Though technical skills are essential, a wide breadth of experience is more useful than being a superstar coder. People skills, such as empathy, clear communication and active listening are often under-utilized as an engineer. They become paramount when managing a team. 

However, the most important quality for a good engineering manager is adaptability. A team is never perfectly rounded. The manager will inevitably be called upon to fill any gaps that are needed.

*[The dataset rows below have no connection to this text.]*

PR #4651, opened 2023-05-03
Registry type checking

Paul-Licameli:

QA:
- [x] Try some track context menu items
- [x] Sequence of items in the entire tree of pull-down menus is unchanged
- [x] Likewise, the tree in the left column of the Preferences dialog
- [x] Sequence of controls on the Library page of Preferences
- [x] Sequence of formats in timer controls of Selection toolbar
- [x] ditto snapping toolbar
- [x] sequence of choices for "Format" in File > Export Audio... dialog

Depends on
 - #4623
 - #4624 

Each Registry specifies an exhaustive list of its leaf and node item types in its Traits.

Registry trees are checked for type correctness as they are constructed or registered for later
merge, although this check can still be evaded by (deprecated) use of GroupItemBase::push_back
to build a tree by other means.

Visitors of registry items are allowed only const access to items.

This pull request is not mostly about simplification of the use of registries, but some of that
happened too.  See for instance how the definition of class `NumericConverterItemRegistrator`
simplifies to a type alias.

There is still more type checking to do, and significant simplifications to achieve, in registry
visiting, making use of the TypeSwitch utility to be extracted from Track.h (see #4650).

Recommended:

### DIFF
--- a/libraries/lib-import-export/ExportPluginRegistry.cpp
+++ b/libraries/lib-import-export/ExportPluginRegistry.cpp
@@ -65,10 +65,10 @@ void ExportPluginRegistry::Initialize()
       {
       }
 
-      void Visit( SingleItem &item, const Path &path ) override
+      void Visit(const SingleItem &item, const Path &path) override
       {
          mPlugins.emplace_back(
-            static_cast<ExportPluginRegistryItem&>( item ).mFactory() );
+            static_cast<const ExportPluginRegistryItem&>(item).mFactory() );
       }
 
       ExportPlugins& mPlugins;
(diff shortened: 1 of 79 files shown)


Paul-Licameli:
Rebased ont the fixed `simplify-with-Composite` branch.  Removed the failed fix for Windows build.  The branch just rebased on has a different fix which may work for this branch too.

Paul-Licameli:
Windows build still wasn't good, now trying something else, which is actually a good enhancement of Composite, not just a workaround

crsib (approved):
Quite a large PR

Paul-Licameli:
> Quite a large PR

Explain it to me.  It has been months since I wrote it…

Paul-Licameli:
But I hope it is nice that visitors can often be mere lambdas

Paul-Licameli:
Rebased, unchanged

Paul-Licameli:
And again

PR #4661, opened 2023-05-04
Fixes Snap and Time Signature toolbars appearance under wxGTK

crsib:

Recommended:

### DIFF
--- a/src/toolbars/TimeSignatureToolBar.cpp
+++ b/src/toolbars/TimeSignatureToolBar.cpp
@@ -61,7 +61,7 @@ TimeSignatureToolBar::TimeSignatureToolBar(AudacityProject& project)
             {
                if (mTempoControl)
                   mTempoControl->SetValue(settings.newTempo);
-               
+
                if (mUpperSignatureControl)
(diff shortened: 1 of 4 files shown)


src/toolbars/TimeSignatureToolBar.cpp
```diff
@@ -104,11 +104,16 @@ void TimeSignatureToolBar::Create(wxWindow* parent)
 
 void TimeSignatureToolBar::Populate()
 {
+#ifndef __WXGTK__
    const auto tempoSigSize = wxSize(60, -1);
    auto timeSigSize = wxSize(50, -1);
+#else
+   const auto tempoSigSize = wxSize(60, -1);
```
vsverchinsky, line 111: `tempoSigSize` values are same in both branches, is that correct?

vsverchinsky (approved):

src/toolbars/TimeSignatureToolBar.cpp
crsib: Yep

PR #4680, opened 2023-05-09
Stereo track restructuring

Paul-Licameli:
Resolves: #4681

Depends on
- #4754

Recommended:


libraries/lib-effects/PerTrackEffect.cpp
```diff
@@ -108,10 +108,7 @@ bool PerTrackEffect::ProcessPass(Instance &instance, EffectSettings &settings)
    };
 
    const bool multichannel = numAudioIn > 1;
-   auto range = multichannel
-      ? mOutputTracks->Leaders()
-      : mOutputTracks->Any();
-   range.VisitWhile( bGoodResult,
+   const auto &waveTrackVisitor =
```
saintmatthieu, line 111: Is this even allowed, a reference to a right value ?

Paul-Licameli: I wrote an unnecessary but also harmless `&` there which I will remove before committing.

There is a rule in C++ that when an initializer is bound to a local reference variable, then then lifetime of the object constructed on the right hand side is extended until the reference variable name goes out of scope.

Paul-Licameli:
This first attempt at implementation has been superseded by other approaches

PR #4684, opened 2023-05-10
More registry type checking

Paul-Licameli:
Resolves: #5436

Depends on:
- #4651

Simplify calls to visit registries.  (When only visiting leaf nodes of one type, the visitor can be just one lambda).

Eliminate many dynamic_casts.  Instead TypeSwitch hides all the casting.

This also makes better type safety.  GroupItemBase because a detail class that applications should not use.

QA:
- [x] All as for #4651 again
   - [x] Try some track context menu items
   - [x] Sequence of items in the entire tree of pull-down menus is unchanged
   - [x] Likewise, the tree in the left column of the Preferences dialog
   - [x] Sequence of controls on the Library page of Preferences
   - [x] Sequence of formats in timer controls of Selection toolbar
   - [x] ditto snapping toolbar
   - [x] sequence of choices for "Format" in File > Export Audio... dialog
- [x] Exercise at least one item of each context menu
   - [x] Common track drop-down items
   - [x] Special drop-down items of each of the four kinds of track
   - [x] Wave track color choices
   - [x] clip
   - [x] background area (adds tracks)
   - [x] Label box
   - [x] Vertical rulers of waveform, spectrum, and MIDI tracks
 

Recommended:

### DIFF
--- a/libraries/lib-import-export/ExportPluginRegistry.cpp
+++ b/libraries/lib-import-export/ExportPluginRegistry.cpp
@@ -59,24 +59,13 @@ void ExportPluginRegistry::Initialize()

So you better be prepared to serve as an administrator,  product manager, database administrator, QA engineer, friendly confidant and negotiator when necessary to ensure the team’s success.


George Dodwell
Director of Engineering

Dodwell can’t remember a time when he wasn’t an engineer. As such, he tries to get in a few hours of individual contributor work each day. The Addepar director of engineering said that for technical managers, conveying trust to employees and having a sense of humor are musts. 


Tell us briefly about your professional background. 

I have always been an engineer. I had several engineering roles before I took on any management responsibility. I’ve always been interested in the impact of engineering work and how it changes other people’s lives. Being an engineering manager gives me an opportunity to effect change at a larger scale. I love the intersection of deterministic engineering activities with the ambiguous space of customer needs and feedback. 

Being an engineering manager gives me an opportunity to effect change at a larger scale.’’  


What are your job responsibilities? 

I don’t think I have a typical day. On a good day, I have the morning free until 11 a.m. so I’ll exercise before getting into the office around 9 a.m. and then I’ll try and focus on individual contributor work for a couple of hours. The rest of the day is usually meetings, either one-on-ones with my team, discussing feature changes with product and design or helping organize upcoming events or engineering activities. Our daily catered lunch is also a great opportunity to catch up with people in the company I don’t usually work with.


What makes a good engineering manager?

Empathy and the ability to synthesize a lot of information. Knowing when to let go is key.